Debutterà al Festival Mont-Alto teatro il 14 luglio 2011 la nuova produzione nazionale della compagnia PORTA CENERE |opera|teatro|arte|. La “FEDRA” di Seneca in una nuova traduzione in prosa e in versi ad opera del regista NATALE FILICE, con le musiche originali per orchestra, tenore, soprano e voci recitanti del Maestro Salvatore Sangiovanni, l’imponente scenografia di Eros Leale e Gianluca Salamone, i costumi di Maruska Staropoli – è l’esito naturale della linea culturale della compagnia, che negli anni ha sempre puntato alla realizzazione di progetti teatrali (opera lirica e prosa) di alto livello professionale.

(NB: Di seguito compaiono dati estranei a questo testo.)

PR #3023, opened 2023-10-17
Updated modem CONNECT response behavior

NicknineTheEagle:
# Description

- Renamed modem "baudrate" parameter to "bps" (bits per second). This is done because CONNECT response reports established connection's _speed_ not baud rate. Modem speed and modem baud rate are two different things as described here: https://www.linuxjournal.com/files/linuxjournal.com/linuxjournal/articles/010/1097/1097s2.html
- Reported modem speed now matches port baud rate by default. According to this article, later modems would usually synchronize their speed to port baud rate: https://tldp.org/HOWTO/Remote-Serial-Console-HOWTO/preparation-setspeed.html This should make things easier for the user in cases like Doom 1.2 which mandates modem speed to be 9600.
- You can now use AT+BPS command to change reported modem speed at runtime.

# Manual testing

Tested with Doom 1.2 and Doom 1.9. Doom 1.2 sets port baud rate to 9600 so modem returns CONNECT 9600 response. Doom 1.9 sets port baud rate to 14400 by default to modem returns CONNECT 14400 response.

# Checklist

I have:

### DIFF
--- a/include/serialport.h
+++ b/include/serialport.h
@@ -49,6 +49,9 @@
 #include "hardware.h"
 #endif
 
+constexpr uint32_t SerialMinBaudRate = 300u;
+constexpr uint32_t SerialMaxBaudRate = 115200u;
+
 // Serial port interface
 #define SERIAL_IO_HANDLERS 8
 #define SERIAL_MAX_FIFO_SIZE 256
--- a/include/serialport.h
+++ b/include/serialport.h
@@ -291,6 +291,8 @@ public:
 	bool Getchar(uint8_t *data, uint8_t *lsr, bool wait_dsr, uint32_t timeout);
 	uint8_t GetPortNumber() const { return port_index + 1; }
 
+	uint32_t GetPortBaudRate() const;
+
 	// What type of port is this?
 	SERIAL_PORT_TYPE serialType = SERIAL_PORT_TYPE::DISABLED;
 
--- a/src/hardware/serialport/directserial.cpp
+++ b/src/hardware/serialport/directserial.cpp
@@ -247,7 +247,7 @@ bool CDirectSerial::doReceive() {
 
 // updatePortConfig is called when emulated app changes the serial port
 // parameters baudrate, stopbits, number of databits, parity.
-void CDirectSerial::updatePortConfig(uint16_t divider, uint8_t lcr)
+void CDirectSerial::updatePortConfig(uint16_t, uint8_t lcr)
 {
 	uint8_t parity = 0;
 
@@ -262,7 +262,7 @@ void CDirectSerial::updatePortConfig(uint16_t divider, uint8_t lcr)
 	uint8_t bytelength = (lcr & 0x3) + 5;
 
 	// baudrate
-	const uint32_t baudrate = divider ? 115200 / divider : 115200;
+	const uint32_t baudrate = GetPortBaudRate();
 
 	// stopbits
 	uint8_t stopbits;
--- a/src/hardware/serialport/serialport.cpp
+++ b/src/hardware/serialport/serialport.cpp
@@ -1289,6 +1289,14 @@ bool CSerial::Putchar(uint8_t data, bool wait_dsr, bool wait_cts, uint32_t timeo
 	return true;
 }
 
+uint32_t CSerial::GetPortBaudRate() const {
+	if (baud_divider == 0) {
+		return 115200;
+	}
+
+	return 115200 / baud_divider;
+}
+
 class SERIALPORTS final : public Module_base {
 public:
 	SERIALPORTS (Section * configuration):Module_base (configuration) {
--- a/src/hardware/serialport/serialport.cpp
+++ b/src/hardware/serialport/serialport.cpp
@@ -1018,10 +1018,9 @@ static constexpr std::tuple<uint8_t, uint8_t> baud_to_regs(uint32_t baud_rate)
 	// Cap the lower-bound to 300 baud. Although the first 1950s modem
 	// offered 110 baud, by the time DOS was available 8-bit ISA modems
 	// offered at least 300 and even 1200 baud.
-	baud_rate = std::max(300u, baud_rate);
+	baud_rate = std::max(SerialMinBaudRate, baud_rate);
 
-	constexpr auto max_baud = 115200u;
-	const auto delay_ratio = static_cast<uint16_t>(max_baud / baud_rate);
+	const auto delay_ratio = static_cast<uint16_t>(SerialMaxBaudRate / baud_rate);
 
 	const uint8_t transmit_reg = delay_ratio & 0xff;  // bottom byte
 	const uint8_t interrupt_reg = delay_ratio >> 8;   // top byte
@@ -1291,10 +1290,10 @@ bool CSerial::Putchar(uint8_t data, bool wait_dsr, bool wait_cts, uint32_t timeo
 
 uint32_t CSerial::GetPortBaudRate() const {
 	if (baud_divider == 0) {
-		return 115200;
+		return SerialMaxBaudRate;
 	}
 
-	return 115200 / baud_divider;
+	return SerialMaxBaudRate / baud_divider;
 }
 
 class SERIALPORTS final : public Module_base {
--- a/src/hardware/serialport/softmodem.cpp
+++ b/src/hardware/serialport/softmodem.cpp
@@ -153,21 +153,18 @@ CSerialModem::CSerialModem(const uint8_t port_idx, CommandLine *cmd)
 	}
 
 	// Get the connect speed to report
-	constexpr auto min_bps = 300u;
-	constexpr auto max_bps = 57600u;
 	if (getUintFromString("bps:", val, cmd)) {
-		val = clamp(val, min_bps, max_bps);
+		modem_bps_config = val;
 	} else {
-		val = max_bps;
+		modem_bps_config = 57600;
 	}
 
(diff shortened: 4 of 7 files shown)


src/hardware/serialport/serialport.cpp
```diff
@@ -1289,6 +1289,14 @@ bool CSerial::Putchar(uint8_t data, bool wait_dsr, bool wait_cts, uint32_t timeo
 	return true;
 }
 
+uint32_t CSerial::GetPortBaudRate() const {
+	if (baud_divider == 0) {
+		return 115200;
```
johnnovak, line 1294: This is the max baud rate, right? Maybe extract it to some common header as a named constant as it's being used in the other files you touched too.

src/hardware/serialport/softmodem.cpp
```diff
@@ -355,6 +347,37 @@ char CSerialModem::GetChar(char * & scan) const {
 	return ch;
 }
 
+void CSerialModem::SetModemSpeed(uint32_t cfg_val) {
+	modem_bps_config   = cfg_val;
+	uint32_t reported_bps = UpdateConnectString();
```
johnnovak, line 352: Could be `const auto`?

src/hardware/serialport/softmodem.cpp
```diff
@@ -516,6 +539,13 @@ void CSerialModem::DoCommand()
 				}
 				break;
 			}
+			// Set reported connection speed.
+			if (is_next_token("BPS", scanbuf)) {
+				scanbuf += 3;
+				const uint32_t requested_bps = ScanNumber(scanbuf);
```
johnnovak, line 545: Could be `auto`?

src/hardware/serialport/softmodem.h
```diff
@@ -191,6 +190,8 @@ class CSerialModem final : public CSerial {
 	void AcceptIncomingCall();
 	uint32_t ScanNumber(char *&scan) const;
 	char GetChar(char * & scan) const;
+	void SetModemSpeed(uint32_t cfg_val);
```
johnnovak, line 193: The argument could be `const`.

src/hardware/serialport/softmodem.cpp
```diff
@@ -355,6 +347,37 @@ char CSerialModem::GetChar(char * & scan) const {
...
+		        GetPortNumber());
+	}
+}
+
+uint32_t CSerialModem::UpdateConnectString() {
+	constexpr auto min_bps = 300u;
+	constexpr auto max_bps = 115200u;
+	uint32_t connect_val;
+	if (modem_bps_config != 0) {
+		connect_val = clamp(modem_bps_config, min_bps, max_bps);
```
johnnovak, line 371: Question: shouldn't we log a warning about using out of bounds rates and informing the user about what value we ended up using?

johnnovak:
Nice clean enhancement @NicknineTheEagle 🎉 I've learned today something about baud vs bps rates, interesting! Just some minor comments / questions, and as I never use the modem stuff in DOSBox myself, I'll rely on your experience and testing here.

src/hardware/serialport/softmodem.cpp
```diff
@@ -355,6 +347,44 @@ char CSerialModem::GetChar(char * & scan) const {
...
+			            connect_val);
+		}
+	} else {
+		connect_val = GetPortBaudRate();
+	}
+
+	assert(connect_val >= SERIAL_MIN_BAUDRATE &&
+	       connect_val <= SERIAL_MAX_BAUDRATE);
+	safe_sprintf(connect_string, "CONNECT %d", connect_val);
+	return connect_val;
```
kcgen, line 385: These two functions serve to set `connect_string`. Because of this, suggest they be collapsed into a single simplified `UpdateConnectString()` that reads the `modem_bps_config` member variable.

This will also let you log the port rate in the case where the `modem_bps_config` is zero.

It will also let you assess if the `modem_bps_config` and port baud rate are compatible - for example, the `modem_bps_config` shouldn't be able to exceed the port rate (I think?).

include/serialport.h
```diff
@@ -49,6 +49,9 @@
 #include "hardware.h"
 #endif
 
+#define SERIAL_MIN_BAUDRATE 300u
+#define SERIAL_MAX_BAUDRATE 115200u
```
kcgen, line 53: Suggest `constexpr uint32_t` and CamelCase, like other newly added constants.

Making them real variables allow their type to be assessed and also show up in debuggers by name (instead of literal numbers).

src/hardware/serialport/directserial.cpp
```diff
@@ -262,7 +262,8 @@ void CDirectSerial::updatePortConfig(uint16_t divider, uint8_t lcr)
 	uint8_t bytelength = (lcr & 0x3) + 5;
 
 	// baudrate
-	const uint32_t baudrate = divider ? 115200 / divider : 115200;
+	const uint32_t baudrate = divider ? SERIAL_MAX_BAUDRATE / divider
+	                                  : SERIAL_MAX_BAUDRATE;
```
kcgen, line 266: This code here is a dupe of the `GetPortBaudRate()` function.

Suggest de-duping them using a common static function with this logic, and use it in both/all places.

kcgen (commented):
Overall looks good, @NicknineTheEagle.
Just a couple comments.

src/hardware/serialport/serialport.cpp
```diff
@@ -1018,10 +1018,9 @@ static constexpr std::tuple<uint8_t, uint8_t> baud_to_regs(uint32_t baud_rate)
 	// Cap the lower-bound to 300 baud. Although the first 1950s modem
 	// offered 110 baud, by the time DOS was available 8-bit ISA modems
 	// offered at least 300 and even 1200 baud.
-	baud_rate = std::max(300u, baud_rate);
+	baud_rate = std::max(SERIAL_MIN_BAUDRATE, baud_rate);
 
-	constexpr auto max_baud = 115200u;
-	const auto delay_ratio = static_cast<uint16_t>(max_baud / baud_rate);
+	const auto delay_ratio = static_cast<uint16_t>(SERIAL_MAX_BAUDRATE / baud_rate);
```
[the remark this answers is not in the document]
NicknineTheEagle: I don't know, I didn't write this function.

src/hardware/serialport/softmodem.cpp
NicknineTheEagle: If you read the code closer you'll see that the former function is called specifically when the user updates modem speed whereas the latter is called individually whenever serial port config is updated. I've split them specifically so that logging is only done when user updates modem speed because updatePortConfig is called a lot and would cause log spam.

kcgen: I read close enough that they could be merged, but wasn't aware of the logging frequency. Sounds good.

src/hardware/serialport/softmodem.cpp
```diff
@@ -355,6 +347,44 @@ char CSerialModem::GetChar(char * & scan) const {
...
+}
+
+uint32_t CSerialModem::UpdateConnectString() {
+	uint32_t connect_val;
+	if (modem_bps_config != 0) {
+		connect_val = clamp(modem_bps_config,
+		                    SERIAL_MIN_BAUDRATE,
+		                    SERIAL_MAX_BAUDRATE);
+		if (connect_val != modem_bps_config) {
+			LOG_WARNING("SERIAL: Port %" PRIu8 " modem's requested speed out of "
```
kcgen, line 373: This says it's clamping, but the modem_bps_config is never updated, so the warning will spam the log on repeated `updatePortConfig(...)` calls.

src/hardware/serialport/softmodem.cpp
```diff
@@ -355,6 +347,44 @@ char CSerialModem::GetChar(char * & scan) const {
...
+		        reported_bps);
+	} else {
+		LOG_MSG("SERIAL: Port %" PRIu8 " modem will synchronize reported speed "
+		        "to port baud rate",
+		        GetPortNumber());
+	}
+}
+
+uint32_t CSerialModem::UpdateConnectString() {
+	uint32_t connect_val;
```
kcgen, line 367: Initialize it to zero (or rework the body to make it a const and only set it once).

src/hardware/serialport/softmodem.cpp
```diff
@@ -355,6 +347,44 @@ char CSerialModem::GetChar(char * & scan) const {
...
+	if (modem_bps_config != 0) {
+		connect_val = clamp(modem_bps_config,
```
kcgen, line 369: Suggest bounding it by `GetPortBaudRate()`, because that's the underlying port's actual baud limit. 

Then the asserts will still sanity checks bounds at the end.

src/hardware/serialport/serialport.cpp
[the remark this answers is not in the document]
kcgen: Ok, let's consider it out of scope.

src/hardware/serialport/softmodem.cpp
NicknineTheEagle: Then there's no point in default mode (where modem_bps_config is 0). I can just default modem_bps_config to 57600 and clamp it to port speed.

kcgen: Nice simplification!

kcgen (approved):
Nice improvement, @NicknineTheEagle 👍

In particolare, PORTA CENERE continua a coinvolgere musicisti, cantanti e attori nati in Calabria, ma didatticamente e professionalmente affermati in Italia e all’estero. Il noto tenore Alessandro D’Acrissa e il raffinato soprano Annalisa Gioia hanno debuttato nell’opera lirica proprio sotto la guida del regista Natale Filice; Mario Massaro, ultimamente interprete del pluripremiato corto “Caffe Capo”, è una delle presenze fisse nelle produzioni di Porta Cenere. La talentuosa cantante e attrice Josephine Carioti è, in ordine di tempo, l’ultimo felicissimo acquisto della compagnia. Nel ruolo di FEDRA si cimenterà un’inedita DENNY MENDEZ, (ex miss Italia 1996). Accanto a lei Francesco Reda sarà Ippolito. Completa il cast un eclettico ed esuberante Geremia Longobardo nel ruolo di Teseo. Sonorizzazioni a cura di Lorenzo Vommaro, progetto grafico di Costantino Sammarra e Elisa Ianni Palarchio, responsabile di produzione Angela Rizzuto.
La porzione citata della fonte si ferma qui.